First Impressions

Originally written December 4, 2015

 

Korean apartments don’t heat the air but instead warm the floor so don’t let a bag of chocolate drop from your fingertips when you first get in the door—it will melt; I know this; I’ve wept for it. The controls are obviously in the hangul character alphabet that I can vaguely remember and I thought I turned off the heat before leaving for Lotte Mart with Michelle (pronounced in the cute Korean accent like Michel from Gilmore Girls with that first syllable a long E instead of the usual short i). However, I’ve been on my feet so much since Tuesday at 3:00 am and they’re burning from either the floor heater or from the revolutionary experience of walking as a mode of transport.

I’ve been on my feet or on my ass and now that I’m in the apartment (Korean: apahtu as it’s an adopted word, truncated and with the r halved so it hardly rolls) being on my back is heaven. After catching the end of Mags’s Bloodborne rage stream featuring CollectableCat and Laurence the first vicar around 3:00, I wasn’t feeling sleepy. I just wanted to rest, relax, watch YouTube.

Then I lay down.

I didn’t get up till my alarm sounded at 7:15 pm, which I snoozed, and again, and again, till I absolutely had to get up to meet Michelle, the director of my school EIC. I’m guessing it means English Institute Center.

Michelle is the nicest lady in the world.

Korean culture puts a huge emphasis on feeding people to the point that a common greeting in Korea is “Have you eaten (last meal)?” and if you haven’t, even if you’re not hungry or if you plan to eat soon, they’ll drag you to a shop and buy you something. You better say you enjoy it or they’ll buy you something else too. That level of generosity isn’t uncommon. I saw it at my last school.

However, Michelle drove me to Lotte Mart, the Walmart of Korea mixed with Disney (Lotte World theme park and a line of programming for kids) and McDonald’s (Lotteria), because it’s about a 45-minute walk and they have a large selection in general compared to the Mom-and-Pop stores nearby, but they also carry Western food. I thought it was quite nice of her to show me the multi-level store so that I felt familiar and if I needed anything, she could point me toward it so I could buy it myself. I had the cash ready and my card too if I ended up needing a lot. 

Instead, Michelle told me, “I’ll treat this time.”

She said immediately upon entering the store, which put me in super frugal mode as I was spending someone else’s money. I examined all the brands, comparing price per unit, getting only essentials, striking luxuries like a router from my list, until I grabbed a shampoo bottle, small and cheap, and she took it from my hands and said, “Get the better brand.
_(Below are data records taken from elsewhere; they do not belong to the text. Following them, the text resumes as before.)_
PR #550, opened 2026-07-01
Make dismiss_anr.sh poll interval/timeout overridable to speed up its unit tests

### LINKED ISSUE #545: Performance eval: Shell script tests
Is there an opportunity to speed up the "Shell script unit tests" in CI? *No* is a valid answer.

aunger:
Fixes #545.

## Problem

The "Shell script unit tests" CI step's dominant cost is `scripts/test_dismiss_anr.sh`, which alone took ~97 seconds locally (nearly all of the step's total runtime). `scripts/dismiss_anr.sh`'s poll loop uses a hard-coded `POLL_INTERVAL=3` / `TIMEOUT=30`, and the test suite exercises that real loop (real `sleep` calls) against a mocked `adb` across nine scenarios, including one that deliberately waits out the full 30s timeout to verify the script doesn't hang forever.

## Fix

- `scripts/dismiss_anr.sh`: made `POLL_INTERVAL` and `TIMEOUT` overridable via environment variables, mirroring the existing `SLEEP_AFTER_ANR_DETECTED` override that was already there for the same reason. Defaults are unchanged (3s / 30s), so real CI pre-flight behavior during E2E setup is unaffected. The file header's "Environment:" doc block now lists all three overridable variables.
- `scripts/test_dismiss_anr.sh`: exports compressed values (`POLL_INTERVAL=1`, `TIMEOUT=8`) for the whole suite, with the persistent-timeout scenario (e) locally overriding `TIMEOUT=3` since it doesn't need the extra headroom the multi-poll scenarios (g, h) require. Adjusted the handful of comments/assertions whose numbers were hard-coded to the old real-world timing (the 5s inter-ANR gap in scenario f, the wall-clock budget checks in scenario e). No scenario's coverage or pass/fail logic changed.

## Result

Locally: `test_dismiss_anr.sh` alone drops from ~97s to ~30s per run; the full shell test suite (all 6 `test_*.sh` files, 84 assertions) also runs in ~30s total, since this file is effectively the entire cost of the suite. All 84 shell assertions and all 356 Python unit tests still pass.

## Test plan

- [ ] Confirm the "Run shell script unit tests" CI step duration drops accordingly on this PR's CI run.

### DIFF
--- a/scripts/dismiss_anr.sh
+++ b/scripts/dismiss_anr.sh
@@ -21,6 +21,10 @@
 #                  $ANDROID_HOME/platform-tools/adb.
 #
 # Environment:
+#   POLL_INTERVAL              Seconds between poll iterations (default: 3).
+#                              Override in tests.
+#   TIMEOUT                    Seconds before the poll loop gives up and exits
+#                              0 anyway (default: 30). Override in tests.
 #   SLEEP_AFTER_ANR_DETECTED   Seconds to wait after logcat fires before sending
 #                              KEYCODE_ENTER (default: 7). Override in tests.
 
--- a/scripts/dismiss_anr.sh
+++ b/scripts/dismiss_anr.sh
@@ -129,8 +129,11 @@
   ' EXIT
 
   # ── Poll loop ────────────────────────────────────────────────────────────────
-  POLL_INTERVAL=3
-  TIMEOUT=30
+  # POLL_INTERVAL, TIMEOUT, and SLEEP_AFTER_ANR_DETECTED are overridable via
+  # environment so the unit test suite can compress the real wall-clock sleeps
+  # this loop performs (it polls a real mock adb, not a faked clock).
+  POLL_INTERVAL="${POLL_INTERVAL:-3}"
+  TIMEOUT="${TIMEOUT:-30}"
   # How long to wait after logcat fires before sending KEYCODE_ENTER.
   # Override via environment for tests.
   SLEEP_AFTER_ANR_DETECTED="${SLEEP_AFTER_ANR_DETECTED:-7}"
--- a/scripts/test_dismiss_anr.sh
+++ b/scripts/test_dismiss_anr.sh
@@ -6,10 +6,20 @@
 #   (b) ANR-detection branch: logcat fires → KEYCODE_BACK sent → exits 0
 #   (c) idle-count exit path: logcat hangs, CPU goes idle → exits 0
 #   (d) Absent Launcher process treated as idle → exits 0
-#   (e) Persistent ANR: logcat fires but BACK never clears; 30 s timeout → exits 0
+#   (e) Persistent ANR: logcat fires but BACK never clears; timeout → exits 0
 #   (j) Pattern fallback exercises the nexuslauncher arm of nexuslauncher|launcher3
 #
 # Always exits 0 on success, non-zero on failure.
+#
+# dismiss_anr.sh's poll loop performs real wall-clock sleeps against a mock
+# adb, and its elapsed-time bookkeeping is bash integer arithmetic, so
+# POLL_INTERVAL and TIMEOUT must stay whole seconds. They are exported here
+# at compressed values (real default: 3 s / 30 s) to keep this suite fast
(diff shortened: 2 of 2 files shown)


aunger (commented):
Placeholder

aunger:
🤖 Reviewer

(Note: I accidentally submitted a placeholder via GitHub's review feature just before this comment. Please disregard that; per our process this ordinary comment is the actual review.)

I checked out the branch, ran the shell suite repeatedly, and ran the full Python suite. Verified facts first:

- All 19 shell assertions in `test_dismiss_anr.sh` pass, consistently across 4 separate runs.
- All 356 Python unit tests pass (1 skipped), matching the PR's claim.
- The env-var override pattern (`POLL_INTERVAL="${POLL_INTERVAL:-3}"`, `TIMEOUT="${TIMEOUT:-30}"`) correctly mirrors the existing `SLEEP_AFTER_ANR_DETECTED` convention, and production defaults are unchanged, so this doesn't touch real CI pre-flight behavior. No scope creep; only the two stated files are touched.
- The 97s → ~30s improvement for the full 6-file shell suite is real and reproducible. This is a solid win and resolves issue #545.

Two things to fix:

1. **The PR description's per-file timing claim doesn't match what I measured.** The description says `test_dismiss_anr.sh` alone "drops from ~97s to ~5-10s per run," but across 4 separate runs I consistently measured ~30 seconds for that file alone (04:41:21.654 to 04:41:51.617 in one run, for example) — and the full 6-file suite also measured ~30s total, meaning `test_dismiss_anr.sh` is still effectively the entire cost of the suite, not a small fraction of it. Please re-measure and correct the PR description (either the ~5-10s figure is wrong, or something about how you measured it differs from a plain `bash scripts/test_dismiss_anr.sh` run — worth double-checking which). The underlying fix is still good; the description just oversells the per-file result.

2. **Doc comment now out of date.** `scripts/dismiss_anr.sh` lines 23-25 (the "Environment:" block in the file header) still document only `SLEEP_AFTER_ANR_DETECTED` as overridable via environment, but this PR makes `POLL_INTERVAL` and `TIMEOUT` overridable too. Please add them to that header doc block so a future reader doesn't have to find the inline comment near the poll loop to learn this.

Nit: the inline comment added above the poll loop (lines 131-134) explaining *why* these are overridable is good and I don't want it removed — I'd just also update the header since that's the first place someone looks for the environment variable contract.

Changes requested.

aunger:
🤖 Programmer

Thanks for the careful re-measurement — both points are fixed.

1. **Timing claim corrected.** You were right: the ~5-10s figure was a mistake on my part, I'd pulled it from scenario (e)'s isolated wall-clock print rather than measuring the whole file. Re-ran `test_dismiss_anr.sh` alone twice, cleanly: ~30s both times, matching what you measured. Updated the PR description to say `test_dismiss_anr.sh` alone drops from ~97s to ~30s, and that it's effectively the entire cost of the full 6-file suite (also ~30s) rather than a small fraction of it. The underlying 97s→30s improvement itself is unchanged and still real.

2. **Header doc comment fixed.** Added `POLL_INTERVAL` and `TIMEOUT` to the `Environment:` block in `scripts/dismiss_anr.sh` alongside the existing `SLEEP_AFTER_ANR_DETECTED` entry, so the header now documents the full environment-variable contract in one place. Left the inline comment above the poll loop as-is per your nit.

Re-ran the full shell suite after this change: 84/84 assertions pass, ~30.8s total.

aunger:
🤖 Reviewer

Re-verified independently on the latest commit (1b60130), not just taking the self-report on faith:

1. **Header doc fix**: confirmed `POLL_INTERVAL` and `TIMEOUT` are now both documented in the `Environment:` block at the top of `scripts/dismiss_anr.sh`, alongside `SLEEP_AFTER_ANR_DETECTED`, in the same style.
2. **Timing claim**: re-ran `test_dismiss_anr.sh` alone twice (19/19 pass, ~30.0s both times) and the full 6-file suite once (84/84 pass, ~30.6s total) in a fresh worktree. Matches the corrected PR description exactly.

Both points addressed correctly. LGTM.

You’re so pretty, you want to smell pretty too.” And then she chose the big bottle scented like Lotus seeds.

She did this for everything.

She made sure I had lots of vegetables. She saw the meager list on my phone and added items of her own, promising to teach me how to cook sweet potatoes sometime and to give me a bag of her own rice at home because her parents grow rice themselves and it’s much fresher this way (the bag ended up being a 40-pound bag of fresh rice that I’ve stuck in the desiccate from seaweed packages so it doesn’t get moist and attract weevils). She pulled employees to ask where various items were then explained to them who I was and some of them also called me pretty by speaking Korean and framing their faces with hand-hearts.

It got to the point that I was refusing delicious things like mandu (Korean dumplings) because “I think I have enough for now, but thank you, thank you,” and I couldn’t say it enough really.
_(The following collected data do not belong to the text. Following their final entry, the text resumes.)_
PR #191, opened 2025-03-31
probes need to return a JSON object when json is requested

gquintard:


nyurik (approved):
no idea what this does, so totally up to you :)

varnish-sys/src/vcl/backend.rs
```diff
@@ -226,6 +223,9 @@ pub trait VclBackend<T: VclResponse> {
             vsb.write(&state).unwrap();
             vsb.write(&"]").unwrap();
         } else {
+            if detailed {
+                return;
+            }
             vsb.write(&"0/0\t").unwrap();
             vsb.write(&state).unwrap();
         }
```
nyurik, line 231:
```suggestion
        } else if !detailed {
            vsb.write(&"0/0\t").unwrap();
            vsb.write(&state).unwrap();
        }
```

nyurik (commented):
P.S. I did make a suggestion on optimizing the code flow

PR #192, opened 2025-04-01
Hack together a logo

nyurik:
The logo is based on varnish-cache + the commonly-used rust gear... plus a few SVG hacks and fixes.

We may want to spend a bit more time with it and make it more like https://github.com/maplibre/maplibre-rs#readme

See also https://github.com/rust-lang/rust-artwork/blob/master/logo/rust-logo-gear-only.svg


gquintard (approved):
very cute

In total, it came to 217,000 won (for ease of conversion, I think 1 USD : 1,000 Korean won but it’s actually closer to 1 USD : 1,100 won).
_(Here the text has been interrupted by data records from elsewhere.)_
PR #194, opened 2025-04-25
Minor dependency updates and cleanups

nyurik:
* bumped bindgen-helper

### DIFF
--- a/.github/workflows/tests.yaml
+++ b/.github/workflows/tests.yaml
@@ -21,7 +21,6 @@ jobs:
           - setup: varnish76
           - setup: varnish75
           - setup: varnish60lts
-
     env:
       RUST_BACKTRACE: 1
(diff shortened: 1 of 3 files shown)


gquintard:
Ssl is just for some downstream dependencies? If so, I'd rather not add it, and even move request to rutls if we have to

nyurik:
ssl seems like a frequent-enough component for service (https) style ecosystem that many vmods may target - seems like a nice to have small addition to simplify most vmod development scenarios... i'm not hard-set on this, but seems to be a nice little thing to reduce development papercuts

gquintard:
Well, give me a list of three downstream projects that use it and it goes in. Otherwise I think it would be jumping the gund

nyurik:
oki, removed

gquintard (approved):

Then since it was evening, she asked if I had had dinner already.

I hadn’t but I lied to be agreeable and to prevent any more generosity because I was feeling like I’d taken advantage of her. Thinking I’d just eat when I got home, I told her I went to the local store earlier for some potato chips, but she either didn’t believe me or thought that wasn’t enough to satiate me so she bought me a hamburger.

The problem with a culture built around niceness and generosity is that it can often feel forced, even fake. Asking “How are you?” in America when you don’t really care and they don’t want to share so they just answer “I’m good. You?” and you reply the same.

But Michelle’s generosity felt genuine because of the amount and the framing. The entire time she asked how the flight was, how my parents were, even remembering the anecdote I told earlier (my mom’s cheeks were speckled with wiped tears as she said bye in the Springfield airport then after I thought they left, they came back in for hugs and photos). Michelle told me how as a young girl she always wanted to be a writer too so she was excited I was here and wanted to hear about what I write. She told me about her husband and how they live separately because as a team manager, he has to live in his factory’s apartment complex with his team but that’s too far from EIC and their kids’ school so they now live separate but see each other on the weekends, which is also when their daughter comes home from Gwanju where she goes to high school (boarding school situation to prep for university). She told me how she started EIC in 1996. Small businesses usually fail after a year, and in such a competitive market, hagwons usual teeter on bankruptcy year-after-year so to last 20 years almost and to be the oldest hagwon and one of the first in the city is a huge accomplishment.

And I just listened to it all, asking more about it, sitting in the silence between stories thinking of how glad I was to be here already.

We were in Lotte Mart getting eggs and I asked if she wanted me to push the cart as it was getting full and probably heavy.

“No, no, I can do it,” she told me. “When I come with my husband, he always pushes it but today I’ll push it. Today, I can be your mom.”